Researchers from Sichuan University examined whether the timing of antihypertensive medication impacts nocturnal blood pressure control in adults with hypertension. The trial, conducted between June 2022 and April 2024 across 15 hospitals in China, included 720 participants without cardiovascular disease.

Participants were randomly assigned to take a single-pill combination of olmesartan (20 mg) and amlodipine (5 mg) either in the morning (6–10 AM) or at bedtime (6–10 PM) for 12 weeks.

Methodology

Blood pressure was measured using both office and ambulatory monitoring at baseline, 4 weeks, 8 weeks, and 12 weeks. Dose adjustments were permitted based on readings at weeks 4 and 8. The main endpoint was the change in nighttime systolic blood pressure after 12 weeks.

Key Findings

• Greater nocturnal BP reduction: Bedtime dosing reduced nighttime systolic BP by an additional 3.0 mm Hg compared with morning dosing.

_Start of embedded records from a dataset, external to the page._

PR #2894, opened 2018-11-05
feat: allow indexPath to be null to disable generating index.html

dsanders11:
The diff for this unfortunately comes out quite messy, but it's really just wrapping the relevant code in a check for if `options.indexPath` is `null`.

Feature is useful for use-cases where you're not going to use the generated index HTML anyway.

Can add a test if required.

### DIFF
--- a/docs/config/README.md
+++ b/docs/config/README.md
@@ -87,6 +87,8 @@ module.exports = {
 
   Specify the output path for the generated `index.html` (relative to `outputDir`). Can also be an absolute path.
 
+  If `null`, the index HTML will not be generated.
+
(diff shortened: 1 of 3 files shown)


sodatea:
Thanks for your interest in Vue CLI!

However, we are not likely to add this feature in Vue CLI, for these reasons:
1. Such use cases are not encouraged , see https://cli.vuejs.org/guide/html-and-static-assets.html#disable-index-generation
2. It's already achievable with the abovementioned config example.
3. Every feature is an extra maintenance burden. We'd like to spend time on features that bring more substantial improvements.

• Higher control rates: 79% of the bedtime group achieved nocturnal BP control vs 69.8% in the morning group.

• Less medication titration: Only 52.7% in the bedtime group required increased dosage at week 4, compared with 61.5% in the morning group.

• Improved circadian rhythm: Better overall day-night BP pattern without compromising daytime or 24-hour BP control.

• No added safety risk: No difference in nocturnal hypotension incidence between groups.

Implications for Practice

For patients without cardiovascular disease, bedtime dosing of olmesartan-amlodipine could offer a simple, non-invasive strategy to improve nighttime blood pressure control and overall circadian rhythm. This may be particularly relevant for those with elevated nocturnal BP - a known risk factor for cardiovascular events. However, applicability to other populations, including those with cardiovascular disease or different ethnic backgrounds, remains to be studied.

Healthcare providers should weigh the potential benefits of bedtime dosing against patient-specific factors, medication adherence patterns, and availability of ambulatory blood pressure monitoring to guide therapy.